During his own presidential campaign run, Trump rallied his supporters against "endless wars" in Afghanistan and the Middle East, where he said in February 2017 the U.S. had spent up to $7 trillion in conflict and reconstruction efforts across the region. A study released in November by Brown University's Watson Institute for International and Public Affairs placed this number at closer to $6 trillion, as well as at least half a million dead, figures that have plagued the ongoing war on terror launched in the wake of the 9/11 attacks in 2001.

Though this conflict was initiated by the Republican administration of President George W. Bush, it was carried on and expanded by his Democratic successor. Like Trump, Warren was a critic of President Barack Obama's separate foreign policy of arming insurgents attempting to overthrow Syrian President Bashar al-Assad in the wake of a 2011 rebel and jihadi uprising and voted against the measure. The U.S. would go on to cut support for the Syrian opposition and focus on backing a Kurdish-led movement to battle the Islamic State militant group (ISIS).

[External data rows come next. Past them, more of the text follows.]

PR #1664, opened 2026-09-08
classicui: expose candidate actions in X11 and Wayland

### LINKED ISSUE #1663: Expose actionable candidate operations from the Classic UI candidate window
## Summary
The Classic UI candidate window does not expose the candidate actions already provided by `ActionableCandidateList`. For example, the Pinyin engine can provide actions such as forgetting a candidate, pinning it as a custom phrase, and deleting a custom phrase, but these actions are not reachable from the desktop candidate window.

## Current behavior
- Left-click selects a candidate and the existing paging controls continue to work.
- Right-clicking a candidate is ignored by the Classic UI input window.
- The Wayland and X11 input-window handlers currently only forward candidate selection/paging events; they do not present `CandidateAction` entries.

## Expected behavior
When the selected candidate has actions, provide a context menu containing the actions returned by `ActionableCandidateList::candidateActions()`. The menu should:
- appear only for candidates for which actions are available;
- invoke `triggerAction()` with the original candidate and action id;
- preserve the existing left-click, wheel, keyboard, and paging behavior;
- support the action properties exposed by the API where the UI can represent them; and
- work consistently across the supported Classic UI backends, or clearly document any Wayland protocol limitation.

The implementation should reuse the existing `CandidateAction` API rather than hard-code Pinyin-specific operations. Related Wayland popup-surface discussion: #1654.

JohnXu22786:
## Summary

Expose the generic candidate actions provided by `ActionableCandidateList` from the Classic UI candidate window.

Both Classic UI backends now support right-clicking a candidate and choosing one of its actions:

Trump oversaw the end of U.S. aid for Syrian rebels and the peak intensity of the U.S.-led campaign against ISIS, which has been defeated in Iraq and largely destroyed in Syria. After previously suggesting he wanted a timely withdrawal of U.S. troops from Syria in March and reversing course, Trump announced last month that he wanted a timely, phased exit of the roughly 2,000 U.S. personnel in Syria, where Assad's government, backed by Russia and Iran, has branded them as an occupying force.

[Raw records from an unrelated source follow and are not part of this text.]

Issue #159, opened 2021-09-09
RetryingTx() should retry on all network errors


fmoor:
Currently only edgedb errors with the `SHOULD_RETRY` tag are retried.

PR #160, opened 2021-09-17
RectryingTx reconnects on all network errors

fmoor:
fixes https://github.com/edgedb/edgedb-go/issues/159

A new abstraction is introduced that wraps the net.Conn. This socket abstraction 1) closes itself when any read or write fails and 2) wraps all errors returned in an appropriate EdgeDB error type.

The Republican leader's announcement reportedly took even his own top officials off guard, leading to resignations by Defense Secretary James Mattis and top anti-ISIS coalition envoy Brett McGurk. Warren criticized the president's abrupt decisionmaking, telling MSNBC, "You have to withdraw as part of a plan, you have to know what you're going to accomplish throughout the Middle East and the pieces need to be coordinated."

"We actually need to plan this out and talk about with our allies how we ensure safety and stability in the region," Warren added. "But the idea that the way we're gonna do that is just to continue to keep troops and more troops forever and ever and ever in that part of the world is not working."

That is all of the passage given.